Current identifiers, their challenges, and industry solutions
A new standard setting future direction on train service and path identifiers
IT systems and staff have multiple ways of identifying a train service or path. Some systems create bespoke identifiers, with varying degrees of uniqueness. This has led to an increasing number of different identifiers being used to refer to the same timetabled service.
Issues can arise during communications, through either transfer or receipt of data because it may not be apparent which train service or path is being referred to. Additional work, manual intervention, or the use of other information may be required to establish the correct service. Sometimes this might not even be possible. In some cases, systems record over a dozen identifiers for a single train service.
This new standard stops systems needing to create their own identifiers, and it can harmonise data across operational systems and simplify system-to-system communications.
It shows how the industry could uniquely identify train services and paths, using a framework set out in the telematics National Technical Specification Notices (NTSNs). There is no proposal to change any current identifiers.
This standard sets out:
- guidance on train service and path identifiers used today
- requirements and guidance on how train services and paths are identified in telematics messages
- challenges with existing train service and path identifiers
- opportunities to overcome these challenges in the future.
This standard increases the industry’s knowledge of existing train service and path identifiers, who owns them, and how they are used. It also details their limitations so that expectations are managed.
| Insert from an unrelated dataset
PR #4012, opened 2024-05-20
fix txContext auto-cancellation of context

wdbaruni:
Currently we auto cancel the context when the transaction is committed, which means any operation using that context can fail if it depends on the context's done state. This is causing flakiness in `TestBeginMultipleTransactions_Sequential` test in windows as the second transaction is created from the previous context, which will also be cancelled and rolled-back when the first one is committed and then cancelled.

Guidance is provided on telematics messages and how data related to identifiers is structured. This enables the industry to move towards system and supplier-agnostic sharing of information between organisations involved in the planning, preparation, and live operation of train services.
This guidance sets out aspirations to resolve today’s challenges. It enables a direction to be set without making requirements that are beyond current industry capability. This is an opportunity to set a future direction—without which, the industry is unlikely to move forward.